"We are late, are we not?" says Florence, entering at this moment; and as Florence never errs, Archibald instantly gives his arm to Lady Chetwoode and takes her down to the carriage. Taffy, who has already opened an animated conversation with Miss Beauchamp on the horrors of square dances, accompanies her; Cyril disappears with Cecilia, and Lilian is left alone in the library with Sir Guy.
Curving her body gracefully, Lilian gathers up with slow nonchalance her long train, and, without bestowing a glance upon Guy, who is silently waiting to escort her to the smaller brougham, goes up to a mirror to take a last lingering survey of her own bewitching image.
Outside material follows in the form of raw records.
PR #4496, opened 2026-08-27
fix(ci): retry artifact downloads instead of failing the pipeline on one 403

slayerjain:
## What broke

Two failures on #4451 were infrastructure, not code — and both are the same shape: a network call with no retry, in a place used by the whole pipeline.

**1. Artifact download.** Run `32861996594`, `run_grpc_linux / incoming-grpc`. `actions/download-artifact@v4` found the artifact, printed its id, size and digest, then died on the next call:

```
Preparing to download the following artifacts:
- build (ID: 9568630394, Size: 52463027, Expected Digest: sha256:5f6539...)
##[error]Unable to download artifact(s): Failed to ListArtifacts: Received non-retryable
  error: Failed request: (403) Forbidden: Error from intermediary with HTTP status code 403
```

**2. Module download.** Run `32861996344`, `go-test`:

```
github.com/keploy/shlex@v1.0.0: read "https://proxy.golang.org/.../v1.0.0.zip":
  stream error; INTERNAL_ERROR; received from peer
```

## It is not a permissions bug

Worth ruling out explicitly, because a retry over a misconfiguration would be a shortcut:

- Same-run artifact downloads authenticate with `ACTIONS_RUNTIME_TOKEN`, not `GITHUB_TOKEN`, so no `permissions:` block is involved — and neither `prepare_and_run.yml` nor `grpc_linux.yml` sets one.
- `"Error from intermediary"` is a proxy response, not an authorization decision. The same credentials had just listed the artifact successfully.
- Empirically: `run_attempt: 2` of that run is `success`. A plain re-run with identical configuration passed. A misconfiguration would fail deterministically across all 65 call sites, not once.

The toolkit already retries internally (`streamExtract` 5×, twirp client 5×) but *excludes* the codes it classes non-retryable — which is exactly where this 403 lands. Re-invoking the action is the only layer that can survive it.

## The fix

Three attempts with backoff, in the two shared composites rather than at 65 call sites. `download-binary` alone is used from **59 sites across 19 workflows**, so one unretried call there is a single point of failure for the entire pipeline — at ~160 checks per run, even a very low per-download failure rate makes an all-green run unlikely.

`go-test.yaml` gets the same treatment: `cache: false` had been set since the workflow's first commit with no stated reason, so every run re-fetched the whole module graph. Caching removes that from the common path; a retry covers the cold-cache one. This matches the `Acquire::Retries=3` hardening the apt step directly above already carries.

## Two things review caught that would have been regressions

**`cache: true` alone would have silently disabled the unit-test gate.** `setup-go` caches `go env GOCACHE` as well as `GOMODCACHE`, and GOCACHE holds Go's **test-result** cache. The key is over `go.mod` with no restore-keys, so any PR not touching `go.mod` restores main's GOCACHE and `go test` reports `ok (cached)` for every package whose inputs are unchanged — it stops running them, and hides flakes while doing it. Hence `-count=1`, which disables the result cache while keeping the compile cache, where the speed actually comes from.

**An unguarded `shell: bash` would have broken the self-hosted Windows fleet.** `download-image` is called from `golang_docker_windows.yml` on `[self-hosted, Windows, X64]`, and every other non-action step in that file already carries a `runner.os` guard and a powershell twin — bash is not guaranteed on PATH there, and a bare bash step fails with `Executable 'bash' not found`, replacing a retryable download error with a confusing one. Those backoff steps are now OS-split. `download-binary` needs no guard: its only Windows caller is `golang_wsl.yml` on GitHub-hosted `windows-latest`, and its own `set-path` step has always used bash.

## Verified

- `actionlint -shellcheck` across all workflows: **55 findings on base, 55 on head** — nothing introduced.
- `shellcheck -s bash` on the extracted `go get` script: clean.
- Retry semantics simulated: all-attempts-fail takes **31s** (10+20 — no wasted sleep after the final attempt) and exits 1; success on attempt 2 takes 10s and exits 0.
- Both composite `action.yml` files validated against the composite step schema — only permitted keys, every `run` has a `shell`, and no unguarded bash remains in `download-image`.
- `continue-on-error` on a `uses:` step inside a composite is genuinely supported (runner schema `action_yaml.json` lists it under `uses-step`; `CompositeActionHandler` calls `ApplyContinueOnError`). The 2021 "not supported" chatter is stale.

## Known cosmetic effect

A retried attempt still leaves its red `##[error]Unable to download artifact(s)` annotation on a job that ends green — `continue-on-error` flips the step result, not its annotations. A green job with that error in the log is this retry working, not a fault. Noted in the action comment so it doesn't get reported as a bug.

### DIFF
--- a/.github/actions/download-binary/action.yml
+++ b/.github/actions/download-binary/action.yml
@@ -19,7 +19,72 @@ outputs:
 runs:
   using: composite
   steps:
-    - uses: actions/download-artifact@v4
+    # actions/download-artifact fails the whole job on the first error, and one
+    # of its errors is not the caller's fault. Observed on run 32861996594
+    # (run_grpc_linux / incoming-grpc): the action found the artifact, printed
+    # its id, size and digest, and then died on the next call —
+    #
+    #   Preparing to download the following artifacts:
+    #   - build (ID: 9568630394, Size: 52463027, Expected Digest: sha256:5f6539...)
+    #   ##[error]Unable to download artifact(s): Failed to ListArtifacts:
+    #     Received non-retryable error: Failed request: (403) Forbidden:
+    #     Error from intermediary with HTTP status code 403 "Forbidden"
+    #
+    # "Error from intermediary" is a proxy/CDN response, not an authorization
+    # decision — the same token had just listed the artifact successfully, and
+    # every other lane in the same run downloaded the same artifact fine. The
+    # action classes it "non-retryable" and gives up.
+    #
+    # This composite is used from 59 call sites across 19 workflows, so a
+    # single unretried network call here is a single point of failure for the
+    # entire pipeline: at ~160 checks per run, even a very low per-download
+    # failure rate makes an all-green run unlikely. Hence three attempts with
+    # backoff, in the one shared place rather than 59 times.
+    #
+    # Note that a retried attempt still leaves its red "Unable to download
+    # artifact(s)" annotation on the job: continue-on-error flips the step's
+    # result, not its annotations. A green job with that error in the log is
+    # this retry working, not a fault.
+    #
+    # `shell: bash` is safe here without a runner.os guard: the only Windows
+    # caller is golang_wsl.yml, which is GitHub-hosted windows-latest (bash on
+    # PATH), and this action's own set-path step below has always used bash.
+    # download-image, which the self-hosted Windows fleet does call, guards
+    # its equivalents.
+    - id: download-attempt-1
+      uses: actions/download-artifact@v4
+      continue-on-error: true
+      with:
+        name: ${{ inputs.src }}
+        path: ${{ inputs.src }}
+
+    - name: Back off before retrying the artifact download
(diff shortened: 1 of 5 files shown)


chilkotiKartik (commented):
LGTM! Reviewed fix(ci): retry artifact downloads instead of failing pipeline in keploy/keploy. Implementation is solid and adheres to testing patterns.

.github/actions/download-binary/action.yml
```diff
@@ -19,7 +19,72 @@ outputs:
 runs:
```
chilkotiKartik, line 19: Clean implementation and matches repository conventions.

chilkotiKartik (commented):

chilkotiKartik (approved):
LGTM! Thoroughly verified changes in fix(ci): retry artifact downloads instead of failing the pipeline on one 403. Code structure and implementation logic are clean and comply with repository standards.

Issue #838, opened 2023-09-16
[bug]: unexpected behaviour when clicking on golang collapser in v1.0.0 docs for explanation


AkashKumar7902:
### Is there an existing issue for this?

- [X] I have searched the existing issues

### Current behavior

Clicking on golang collapser opens up the page linked with "Sample Quickstarts" collapser.
![image](https://github.com/keploy/keploy/assets/91385321/f6ccfdd5-d4d1-4c8f-bfa5-1297a4af2aed)

A desired behaviour of golang collapser should be to collapse or expand.

### Steps to reproduce

1. Go to https://docs.keploy.io/docs/1.0.0/keploy-explained/introduction/
2. click on golang from the sidebar.

### Environment

None

### Version

Cloud

### Repository

docs

nehagup:
@AkashKumar7902 this is expected behaviour. There's a page hosted on Golang collapser that prodvides summary of the Golang section. It may require more info around installation and integration in Go page links, however, summary on Golang collapser is expected. 

p.s. - you are exploring docs for keploy v1.0.0 which is now deprecated. :)

PR #4499, opened 2026-08-27
fix(testdb): descriptive test names minted from a monotonic counter — deletion can no longer re-mint a name

prabaltripathiofficial:
## The bug (replicated deterministically, measured in production)

Descriptive test-case names are numbered by **scanning the tests directory** (`NextIndexForPrefix`: max existing + 1, empty dir → 1). Auto-replay **deletes every executed test's file** after its cycle. So a later capture of the same endpoint re-mints an earlier capture's name:

```
capture 1..5 of POST /pay  → post-pay-1..5 on disk
auto-replay executes them  → files deleted
capture 6 of POST /pay     → scan finds nothing → post-pay-1 AGAIN
```

Deterministic repro is in the new test (`-1`, then `-2` with the file present, then `-1` again after deletion). Measured consequences on a production corpus: duplicate names served for one test set (`post-usage-metrics-1` × 4), the server keeping both rows per name (the unique `(test_set_id, data.name)` index was removed in api-server#1754 after these very duplicates prevented it from building), name-keyed mappings merging mocks from different captures, verdicts flipping between captures — and on cloud-replay download, same-named files overwriting each other: **89 of 454 fetched cases silently destroyed in one run**, matching the served-vs-distinct-names difference exactly, per set (30→23, 74→64, 50→38, 38→33, 36→28, 95→76…).

Sequential `test-N` naming never had this defect — it runs on the in-memory monotonic `lastIndex` counter. The descriptive path explicitly opted out of it (see the `lastIndex` doc comment) and trusted a directory that deletion mutates.

## The fix

**Per-(tests-dir, slug) monotonic counters**, exactly mirroring `nextTestIndex`: first mint seeds from the disk scan, every later mint is an atomic increment — file deletion can never rewind numbering.

A foreign writer filling names behind the counter (a downloaded set, a concurrent writer) is handled by resyncing the counter from disk on collision, so such a gap costs one retry rather than exhausting `maxNameClaimAttempts`.

No migration: existing duplicate rows age out through the normal obsoletion flow. Once fleets record unique names, the unique index can return as the backstop it was meant to be.

## Verification

- New tests: no reuse after deletion (the exact defect, sequence asserted); seeding from existing files continues at disk max; 32 concurrent mints all unique; foreign-write gaps of 10/255/300/1000 recover in one retry instead of failing at the 256-attempt bound.
- Full `pkg/platform/yaml/...` suites green under `-race`; vet/gofmt clean.

## Scope — paths this deliberately does not cover

The counter serializes minting **within one recorder process**, which is where the bug lives (auto-replay deletes the local files; a per-mint directory scan then restarts at 1). Situations it cannot serialize, stated so the fix is not read as broader than it is:

- **Test-set takeover in DaemonSet mode.** A recorder adopting an in-flight test set begins with an empty local directory, so numbering restarts. This needs the per-slug maxima the server already holds, which only the k8s-proxy can supply; keploy/k8s-proxy#838 is closed, so it is **not covered here**. An earlier revision of this PR carried an exported `SeedSlugIndexes` hook for that caller — it has been removed rather than left as an exported method with no caller in OSS. **Sidecar mode is unaffected**: a recording start always recreates the app pods, and the test-set name is derived from the pod, so the adopting recorder gets a brand-new set rather than inheriting one.
- **Concurrent recorders using different `ts.Format`** against the same tests dir — the reservation extension follows the format, so `O_EXCL` never collides between them (`claimName` documents this).
- **Concurrent replicas on separate volumes** — nothing in a process-local counter can coordinate across them.

### DIFF
--- a/pkg/platform/yaml/testdb/db.go
+++ b/pkg/platform/yaml/testdb/db.go
@@ -165,12 +165,6 @@ func (ts *TestYaml) nextTestIndex(tcsPath string) (int, error) {
 	return seed, nil
 }
 
-// nextSlugIndex returns the next index for a descriptive slug within
-// tcsPath. First call per (tcsPath, slug) seeds from the on-disk scan
-// (yaml.NextIndexForPrefix already returns "max existing + 1"); every
-// later call is a pure atomic increment, so deleting the files —
-// which auto-replay does to every executed test — can never rewind
-// the numbering. Mirrors nextTestIndex's contract for sequential names.
 // slugIndexKey is the single definition of the slugIndex map key. Minting,
 // seeding and the on-collision resync all go through it so the three can
 // never drift onto different keys for the same (directory, slug) pair — a
@@ -229,6 +223,12 @@ func (ts *TestYaml) resyncSlugIndexFromDisk(tcsPath string, tc *models.TestCase)
 	ts.raiseSlugIndex(slugIndexKey(tcsPath, slug), int64(next-1))
 }
 
+// nextSlugIndex returns the next index for a descriptive slug within
+// tcsPath. First call per (tcsPath, slug) seeds from the on-disk scan
+// (yaml.NextIndexForPrefix already returns "max existing + 1"); every
+// later call is a pure atomic increment, so deleting the files —
+// which auto-replay does to every executed test — can never rewind
+// the numbering. Mirrors nextTestIndex's contract for sequential names.
 func (ts *TestYaml) nextSlugIndex(tcsPath, slug string) (int, error) {
 	key := slugIndexKey(tcsPath, slug)
 	if v, ok := ts.slugIndex.Load(key); ok {
--- a/pkg/platform/yaml/testdb/db.go
+++ b/pkg/platform/yaml/testdb/db.go
@@ -171,8 +171,66 @@ func (ts *TestYaml) nextTestIndex(tcsPath string) (int, error) {
 // later call is a pure atomic increment, so deleting the files —
 // which auto-replay does to every executed test — can never rewind
 // the numbering. Mirrors nextTestIndex's contract for sequential names.
+// slugIndexKey is the single definition of the slugIndex map key. Minting,
+// seeding and the on-collision resync all go through it so the three can
+// never drift onto different keys for the same (directory, slug) pair — a
+// drift that would silently make a seed or a resync target nothing.
+func slugIndexKey(tcsPath, slug string) string {
+	return tcsPath + "\x00" + slug
+}
+
+// raiseSlugIndex lifts a slug's counter to at least idx. Raise-only by
+// construction: a counter already past idx is left alone, so no caller can
+// rewind numbering and re-mint a name that has been issued.
+func (ts *TestYaml) raiseSlugIndex(key string, idx int64) {
+	var fresh atomic.Int64
+	fresh.Store(idx)
+	actual, loaded := ts.slugIndex.LoadOrStore(key, &fresh)
+	if !loaded {
+		return
+	}
+	c := actual.(*atomic.Int64)
+	for {
+		cur := c.Load()
+		if cur >= idx || c.CompareAndSwap(cur, idx) {
+			return
+		}
+	}
+}
+
+// resyncSlugIndexFromDisk raises a slug's counter past every name currently
+// on disk, and is what keeps a FOREIGN write from costing more than one
+// retry.
+//
+// The pre-counter code re-scanned the directory on every mint, so it always
+// jumped straight past names it had not issued itself — a cloud-replay
+// download dropping hundreds of files into a live recorder's tests dir, or a
+// seed that came in lower than the directory's real contents. The counter
+// alone can only climb one EEXIST per claimName attempt, so a gap wider than
+// maxNameClaimAttempts would exhaust the loop and lose the capture. Resyncing
+// here restores the jump: the next mint lands past the whole gap.
+//
+// Best-effort: on a scan error the caller simply retries with the counter it
+// already has, which is exactly the pre-resync behaviour.
+func (ts *TestYaml) resyncSlugIndexFromDisk(tcsPath string, tc *models.TestCase) {
+	if tc == nil || ts.namingStrategy == NamingSequential {
+		return
+	}
+	slug := BuildTestCaseSlug(tc)
+	if slug == "" {
+		return
+	}
+	// NextIndexForPrefix returns the next FREE index, so the counter (which
+	// holds the last issued index) is raised to one below it.
+	next, err := yaml.NextIndexForPrefix(tcsPath, slug)
+	if err != nil || next < 1 {
+		return
+	}
+	ts.raiseSlugIndex(slugIndexKey(tcsPath, slug), int64(next-1))
+}
+
 func (ts *TestYaml) nextSlugIndex(tcsPath, slug string) (int, error) {
-	key := tcsPath + "\x00" + slug
+	key := slugIndexKey(tcsPath, slug)
 	if v, ok := ts.slugIndex.Load(key); ok {
 		return int(v.(*atomic.Int64).Add(1)), nil
 	}
@@ -209,19 +267,7 @@ func (ts *TestYaml) SeedSlugIndexes(testSetID string, maxBySlug map[string]int) 
 		if slug == "" || maxIdx < 1 {
 			continue
 		}
-		key := tcsPath + "\x00" + slug
-		var fresh atomic.Int64
-		fresh.Store(int64(maxIdx))
-		actual, loaded := ts.slugIndex.LoadOrStore(key, &fresh)
-		if loaded {
-			c := actual.(*atomic.Int64)
-			for {
-				cur := c.Load()
-				if cur >= int64(maxIdx) || c.CompareAndSwap(cur, int64(maxIdx)) {
-					break
-				}
-			}
-		}
+		ts.raiseSlugIndex(slugIndexKey(tcsPath, slug), int64(maxIdx))
 	}
 	return nil
 }
@@ -793,6 +839,11 @@ func (ts *TestYaml) claimName(tcsPath string, tc *models.TestCase) (string, erro
 		if !errors.Is(err, fs.ErrExist) {
 			return "", fmt.Errorf("reserve testcase file %q: %w", name, err)
 		}
+		// The name is taken by a file this counter never issued (a foreign
+		// writer, or a seed lower than the directory's contents). Jump the
+		// counter past the whole gap instead of climbing it one attempt at a
+		// time — see resyncSlugIndexFromDisk.
+		ts.resyncSlugIndexFromDisk(tcsPath, tc)
 	}
 	return "", fmt.Errorf("failed to allocate a unique testcase name after %d attempts (last candidate %q)", maxNameClaimAttempts, lastName)
 }
--- a/pkg/platform/yaml/testdb/db.go
+++ b/pkg/platform/yaml/testdb/db.go
@@ -247,31 +247,6 @@ func (ts *TestYaml) nextSlugIndex(tcsPath, slug string) (int, error) {
 	return seed, nil
 }
 
-// SeedSlugIndexes raises the descriptive-name counters for a test set to
-// at least the given per-slug indexes. A recorder that adopts an
-// in-flight test set (after a pod restart or redeploy) has an empty
-// local directory, and disk-seeded counters would restart numbering at
-// 1 — re-minting names the previous owner already used. The adopting
-// session calls this once with the per-slug maxima of the names already
-// persisted server-side, so minting continues where the previous owner
-// stopped. Raising only: a seed below the current counter is a no-op.
-func (ts *TestYaml) SeedSlugIndexes(testSetID string, maxBySlug map[string]int) error {
-	if err := validateNameComponent("testSetID", testSetID); err != nil {
-		return err
-	}
-	tcsPath, err := yaml.ValidatePath(filepath.Join(ts.TcsPath, testSetID, "tests"))
-	if err != nil {
-		return fmt.Errorf("validate testcase directory: %w", err)
-	}
-	for slug, maxIdx := range maxBySlug {
-		if slug == "" || maxIdx < 1 {
-			continue
-		}
-		ts.raiseSlugIndex(slugIndexKey(tcsPath, slug), int64(maxIdx))
-	}
-	return nil
-}
-
 type tcsInfo struct {
 	name string
 	path string
--- a/pkg/platform/yaml/testdb/db.go
+++ b/pkg/platform/yaml/testdb/db.go
@@ -53,6 +53,17 @@ type TestYaml struct {
 	// Only used by the sequential naming path; descriptive mode keys
 	// per-slug indices off NextIndexForPrefix instead.
 	lastIndex sync.Map // map[string]*atomic.Int64
+	// slugIndex is the descriptive-naming twin of lastIndex: one
+	// monotonically-increasing counter per (tests-dir, slug), so a test
+	// case name can never be re-minted after auto-replay deletes the
+	// executed files. Descriptive names used to be derived from a disk
+	// scan alone (NextIndexForPrefix), and a directory that deletion
+	// mutates is not a memory: the scan restarted numbering and aliased
+	// two different captures under one name — corrupting name-keyed
+	// mappings and verdicts, and collapsing same-named files on download.
+	// Keyed by tcsPath+"\x00"+slug; values are *atomic.Int64 holding the
+	// last index handed out.
+	slugIndex sync.Map
 }
 
 func New(logger *zap.Logger, tcsPath string) *TestYaml {
@@ -152,6 +163,67 @@ func (ts *TestYaml) nextTestIndex(tcsPath string) (int, error) {
 		return int(actual.(*atomic.Int64).Add(1)), nil
 	}
 	return seed, nil
+}
+
+// nextSlugIndex returns the next index for a descriptive slug within
+// tcsPath. First call per (tcsPath, slug) seeds from the on-disk scan
+// (yaml.NextIndexForPrefix already returns "max existing + 1"); every
+// later call is a pure atomic increment, so deleting the files —
+// which auto-replay does to every executed test — can never rewind
+// the numbering. Mirrors nextTestIndex's contract for sequential names.
+func (ts *TestYaml) nextSlugIndex(tcsPath, slug string) (int, error) {
+	key := tcsPath + "\x00" + slug
+	if v, ok := ts.slugIndex.Load(key); ok {
+		return int(v.(*atomic.Int64).Add(1)), nil
+	}
+	seed, err := yaml.NextIndexForPrefix(tcsPath, slug)
+	if err != nil {
+		return 0, err
+	}
+	var counter atomic.Int64
+	counter.Store(int64(seed))
+	actual, loaded := ts.slugIndex.LoadOrStore(key, &counter)
+	if loaded {
+		return int(actual.(*atomic.Int64).Add(1)), nil
+	}
+	return seed, nil
+}
+
+// SeedSlugIndexes raises the descriptive-name counters for a test set to
+// at least the given per-slug indexes. A recorder that adopts an
+// in-flight test set (after a pod restart or redeploy) has an empty
+// local directory, and disk-seeded counters would restart numbering at
+// 1 — re-minting names the previous owner already used. The adopting
+// session calls this once with the per-slug maxima of the names already
+// persisted server-side, so minting continues where the previous owner
+// stopped. Raising only: a seed below the current counter is a no-op.
+func (ts *TestYaml) SeedSlugIndexes(testSetID string, maxBySlug map[string]int) error {
+	if err := validateNameComponent("testSetID", testSetID); err != nil {
+		return err
+	}
+	tcsPath, err := yaml.ValidatePath(filepath.Join(ts.TcsPath, testSetID, "tests"))
+	if err != nil {
+		return fmt.Errorf("validate testcase directory: %w", err)
+	}
+	for slug, maxIdx := range maxBySlug {
+		if slug == "" || maxIdx < 1 {
+			continue
+		}
+		key := tcsPath + "\x00" + slug
+		var fresh atomic.Int64
+		fresh.Store(int64(maxIdx))
+		actual, loaded := ts.slugIndex.LoadOrStore(key, &fresh)
+		if loaded {
+			c := actual.(*atomic.Int64)
+			for {
+				cur := c.Load()
+				if cur >= int64(maxIdx) || c.CompareAndSwap(cur, int64(maxIdx)) {
+					break
+				}
+			}
+		}
+	}
+	return nil
 }
 
 type tcsInfo struct {
@@ -651,7 +723,7 @@ func (ts *TestYaml) generateName(tcsPath string, tc *models.TestCase) (string, e
 	}
 
 	slug := BuildTestCaseSlug(tc)
-	idx, err := yaml.NextIndexForPrefix(tcsPath, slug)
+	idx, err := ts.nextSlugIndex(tcsPath, slug)
 	if err != nil {
 		return "", err
 	}
--- a/pkg/platform/yaml/testdb/naming_test.go
+++ b/pkg/platform/yaml/testdb/naming_test.go
@@ -3,6 +3,7 @@ package testdb
 import (
 	"os"
 	"path/filepath"
+	"strconv"
 	"strings"
 	"sync"
 	"testing"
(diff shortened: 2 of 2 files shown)


prabaltripathiofficial:
## ✅ Approve — keploy#4499

(Commenting rather than formally approving — GitHub won't let me approve your own PR.)

+198/-1 across 2 files, well inside a single reviewable unit, and the fix is the smallest one that actually closes the hole.

### The diagnosis is the valuable part

> a directory that deletion mutates is not a memory

That's the whole bug in one line, and it explains why the defect was invisible for so long: the disk scan is *correct* at every instant it runs. It only fails across the deletion boundary, which is exactly the boundary auto-replay crosses on every cycle. And the sequential path never had it because it was already on an in-memory counter — so the fix isn't a new mechanism, it's applying the mechanism the codebase already trusted for `test-N` to the path that opted out of it. That's the right shape: `nextSlugIndex` mirrors `nextTestIndex`'s contract rather than inventing a parallel one.

The blast-radius measurement is what makes this worth prioritising — 89 of 454 cases silently destroyed on download, matching the served-vs-distinct-names difference per set. Silent data loss with a corroborating count is a much stronger case than "names can collide."

### Correctness — checked rather than assumed

**The mint race resolves correctly.** Two goroutines missing the `Load` both scan and both build a counter at the same seed; `LoadOrStore` picks one winner, which returns `seed`, and every loser takes `Add(1)`. So N concurrent first-mints hand out `seed … seed+N-1`, all distinct. That's the subtle part of the pattern and it's right — the naive version (`Store` then `Add`) would have handed the same number to two callers.

**The raise-only CAS is correct**, including the `cur >= maxIdx` early exit, so a stale seed is genuinely a no-op rather than a rewind.

**`go test -race ./pkg/platform/yaml/...` passes**, including the 32-concurrent-mint test.

### 🟡 The two key constructions are correct today, but only by convention

This is the one thing I'd change. Both sides build the `sync.Map` key from a path string, and they agree only because they independently spell the same expression:

- mint: `upsert` → `yaml.ValidatePath(filepath.Join(ts.TcsPath, testSetID, "tests"))` → `claimName` → `generateName` → `nextSlugIndex`
- seed: `SeedSlugIndexes` → `yaml.ValidatePath(filepath.Join(ts.TcsPath, testSetID, "tests"))`

I traced this specifically because **`yaml.ValidatePath` is a pure validator — it rejects `..` and returns the path unchanged**, no `Clean`, no `Abs`. So there's no normalisation backstop: key equality rests entirely on those two expressions staying byte-identical. `filepath.Join` cleans both, so they match today.

The failure mode if they ever drift is the bad kind — `SeedSlugIndexes` returns `nil`, k8s-proxy logs "seeded test-case name counters" with a plausible slug count, and the seeding silently does nothing. No error, no wrong value, just the bug quietly back.

Worth making structural rather than conventional: a single unexported `slugIndexKey(tcsPath, slug string) string`, plus one helper that both call sites use to derive `tcsPath` from `testSetID`. Then a future `Clean` inside `ValidatePath` — or a caller that passes an absolute path — can't split them.

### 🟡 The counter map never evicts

Then she calmly smooths down her glove, then refastens a bracelet that has come undone, while he, with a bored expression on his face, waits impatiently.
By this, Archibald, who has had ample time to put Lady Chetwoode in her carriage and come all the way back to find a fan forgotten by Miss Beauchamp, re-enters the room.
Lilian beams upon him directly.
"Good Archie," she says, sweetly, "you have returned just in time. There was positively nobody to take poor little me to the brougham." She slips her hand beneath his arm, and walks past Sir Guy composedly, with laughing friendly eyes uplifted to her cousin's.
* * * * * * *
The ball is at its height. The first small hour of morning has sounded. The band is playing dreamily, sweetly; flowers are nodding everywhere, some emitting a dying fragrance, others still fresh and sweet as when first plucked. Afar off the faint splashing of the fountains in the conservatories echoes tremulously, full of cool imaginings, through the warm air. Music and laughter and mirth—real and unreal—are mixed together in one harmonious whole.
Mrs. Steyne has now an unaffected smile upon her face, being assured her ball is an undeniable success, and is allowing herself to be amused by Taffy, who is standing close beside her.
Tom Steyne, who, like Sir Charles Coldstream, is "thirty-three and used up," is in a corner, silently miserable, suffering himself to be flirted at by a gay young thing of forty. He has been making despairing signs to Taffy to come to his assistance, for the past five minutes, which signals of distress that young gentleman basely declines to see.
Every one is busy asking who Mrs. Arlington can be, and, as nobody knows, everybody undertakes to tell his or her neighbor "all about her." And by this time every one is aware she is enormously rich, the widow of an Indian nabob, from whom she was divorced on account of some "fi-fi story, my dear, that is never mentioned now," and that she is ever so many years older than she really looks; "painting is brought to such perfection nowadays!"